Saved entries
[Start of Attachment]

PR #5484, opened 2022-08-23
Internal improvement: Remove faker from abi-utils and generate arbitraries manually

eggplantzzz:
One of the MetaMask team pointed out that faker is a big dependency of abi-utils and asked Truffle to remove it as they are trying to cut down the size of their extension. Truffle does not really use faker for much besides generating random names for when it creates arbitrary abis. This PR implements a simple utility that generates these names manually.


packages/abi-utils/lib/arbitrary.ts
```diff
@@ -393,29 +392,46 @@ const reservedWords = new Set([
...
 
-// borrowed from https://runkit.com/dubzzz/faker-to-fast-check
-const fakerToArb = (template: string, transform = camelCase) => {
+type WordListKey = keyof typeof wordLists;
+const getArb = (
+  wordTypes: WordListKey[],
+  transform = camelCase
+): fc.Arbitrary<string> => {
+  const results: fc.Arbitrary<string>[] = [];
+  for (const wordType of wordTypes) {
```
haltman-at, line 401: This seems overly complicated to me in two ways:

1. Rather than having these separate noun-vs-verb branches, you could just use `wordLists[wordType]` everywhere with no branch.
2. Instead of doing `fc.integer(...).noBias().noShrink().map(...)`, you could just use `fc.constantFrom(...)`, if I'm understanding correctly?

It looks to me like doing those would simplify this function a lot.

haltman-at (commented):
Seems basically good, but one part seems overly complicated, you might want to simplify it.

Btw, some history you may be interested in: When I added errors, I was originally going to do them as adjective-noun, but I ultimately went with noun-noun because one of faker's adjectives was "1080p" and that obviously caused problems if it went first!  (Although I guess I could have filtered out things that started with digits.)

packages/abi-utils/lib/arbitrary.ts
gnidan: > 2\. Instead of doing `fc.integer(...).noBias().noShrink().map(...)`, you could just use `fc.constantFrom(...)`, if I'm understanding correctly?

OMG I was looking for this very thing!

@eggplantzzz I'll address this concern and push up a new commit, since this is my mess that Harry's showing issue with.

gnidan: Updated. Wow that's so much cleaner. Thanks @haltman-at!

packages/abi-utils/lib/arbitrary.ts
```diff
@@ -393,29 +392,30 @@ const reservedWords = new Set([
...
     { arbitrary: fc.constant(""), weight: 1 }
   );
-const EventName = () =>
-  fakerToArb("{{hacker.verb}} {{hacker.noun}}", pascalCase);
-const ErrorName = () =>
-  fakerToArb("{{hacker.noun}} {{hacker.noun}}", pascalCase);
-const FunctionName = () => fakerToArb("{{hacker.verb}} {{hacker.noun}}");
+const EventName = () => Name(["verb", "noun"], pascalCase);
+const ErrorName = () => Name(["noun", "noun"], pascalCase);
+const FunctionName = () => Name(["verb", "noun"]);
```
gnidan, line 418: I really like how this makes it seem like fast-check just wants to play Mad Libs

haltman-at:
(Note this needs to be rebased against develop to solve the yarncheck problem.)

haltman-at (approved):
Hooray!

PR #5485, opened 2022-08-24
Internal improvement: use `@truffle/spinners` in `@truffle/preserve` instead of `spinnies`

benjamincburns:
Makes the `@truffle/preserve` spinners code consistent with other spinners in the truffle codebase. This is necessary to prevent cases where the two different spinner libraries may have active spinners at the same time and therefore may overwrite one another.

Also removes the accidentally-committed `api.json` doc file. That file was ignored (but still accidentally committed) during the move of the `@truffle/preserve` module back into this monorepo.


packages/preserve/.eslintrc.json
```diff
@@ -0,0 +1,23 @@
...
+    "node": true
+  },
+  "overrides": [
+    {
+      "files": ["*.ts", "*.mts", "*.cts", "*.tsx"],
+      "rules": {
+        // ESLint can't resolve global types like Console, and TypeScript
+        // already errors when you use things that aren't defined, so this check
+        // can be safely disabled
+        "no-undef": "off"
```
benjamincburns, line 13: Per the comment this is a safe exclusion. If anyone has concerns, please see [the recommendation from ESLint to disable `no-undef` for TypeScript](https://github.com/typescript-eslint/typescript-eslint/blob/main/docs/linting/TROUBLESHOOTING.md#i-get-errors-from-the-no-undef-rule-about-global-variables-not-being-defined-even-though-there-are-no-typescript-errors)

haltman-at: Makes sense.  You think we should do this more generally in our Typescript packages?

haltman-at: (Also wondering if people will object to comments in `.eslintrc.json`. :P )

benjamincburns: > Makes sense. You think we should do this more generally in our Typescript packages?

Yes. I think it likely should just go into our base `.eslintrc.json` variants, with the file type guard in tact. Happy to PR that change if you're in support of it.

> (Also wondering if people will object to comments in .eslintrc.json. :P)

Haha, I had a similar thought when writing this, but I think if people object too strongly my response might be a light-hearted "come at me, bro!"

FWIW, comments are totally encouraged in `.eslintrc.json`, per [the eslint config file documentation](https://eslint.org/docs/latest/user-guide/configuring/configuration-files#comments-in-configuration-files). There's also a trend toward using [JSON5](https://json5.org/), for human-authored/human-readable files like this. For example, VSCode has supported JSON5 for its various config files for years. Sadly I don't think that `.eslint.json` supports full JSON5, but comment support is good enough, IMHO.

benjamincburns: > Yes. I think it likely should just go into our base .eslintrc.json variants, with the file type guard in tact. Happy to PR that change if you're in support of it.

Alternatively I can include that change in this PR if you think it's warranted? As far as I understand, it should be a completely benign change.

haltman-at: I think either way is fine!  I'm in favor of making the change but don't really have an opinion on how it should be done.

cds-amal: >Alternatively I can include that change in this PR if you think it's warranted? As far as I understand, it should be a completely benign change.

I think it should be a separate PR because it is a different concern from the intended scope of this one.

cds-amal, line 13: This is cool, and having comments is useful here!

cds-amal (approved):
Thanks, @benjamincburns. Looks good to me. I think promoting the `no_undef` should be a separate PR.

packages/preserve/.eslintrc.json
benjamincburns: Sure thing, thanks for looking this over!

PR #5492, opened 2022-08-25
Consolidate polyfills into new `@truffle/polyfills` package

benjamincburns:
- Establishes a repeatable pattern for adding and depending upon polyfills in our monorepo.
- Replaces usage of `node-abort-controller` with `@truffle/polyfills/nodeAbortController`
- Adds a polyfill for error causes to be used in an upcoming PR (#5367)


benjamincburns:
Sorry for the immediate force push - had to fix a spelling error in my commit message. This is good to review now.

benjamincburns:
I think I was a bit too ambitious on this one by pulling in the error chaining polyfill. It passes the tests I have here, but causes annoying test failures in #5367. Going to close this for now. Tomorrow I will pull the `errorCause` stuff out and reopen. Better to include that in #5367, as then I'll know it's working 100% correctly.

PR #1128, opened 2019-10-20
Add getElementOffsetPosition function

CrosRoad95:
function: `x,y,z = getElementOffsetPosition( element, offsetX, offsetY, offsetZ)`
oop: `vector3 = element:getOffsetPosition( offsetX, offsetY, offsetZ)`
It is the "useful function" getOffsetFromXYZ already availiable at wiki https://wiki.multitheftauto.com/wiki/GetOffsetFromXYZ.

I propose to add this function due is commonly used on many servers and example on wiki not working without matrix class. It is also faster because of c++ implementation.

Test resource draws cross for each vehicle and object. download: [offsetposition.zip]
(https://github.com/multitheftauto/mtasa-blue/files/3748052/offsetposition.zip)

Green lines are from oop variant.
image

### DIFF
--- a/Client/mods/deathmatch/logic/CStaticFunctionDefinitions.cpp
+++ b/Client/mods/deathmatch/logic/CStaticFunctionDefinitions.cpp
@@ -369,6 +369,14 @@ bool CStaticFunctionDefinitions::GetElementPosition(CClientEntity& Entity, CVect
     return true;
 }
 
+bool CStaticFunctionDefinitions::GetElementOffsetPosition(CClientEntity& Entity, CVector vecOffset, CVector& vecPosition)
+{
+    CMatrix matrix;
+    Entity.GetMatrix(matrix);
+    vecPosition = matrix.TransformVector(vecOffset);
+    return true;
+}
+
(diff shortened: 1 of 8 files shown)


Einheit-101:
I suggest adding getPositionFromElementOffset() aswell, which gets a 3D position from an offset of an element.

[End of Attachment]

Your assignment:
Find the word "useful" in the entries and show each line where it is found.

Answer to the problem:
cds-amal, line 13: This is cool, and having comments is useful here!
It is the "useful function" getOffsetFromXYZ already availiable at wiki https://wiki.multitheftauto.com/wiki/GetOffsetFromXYZ.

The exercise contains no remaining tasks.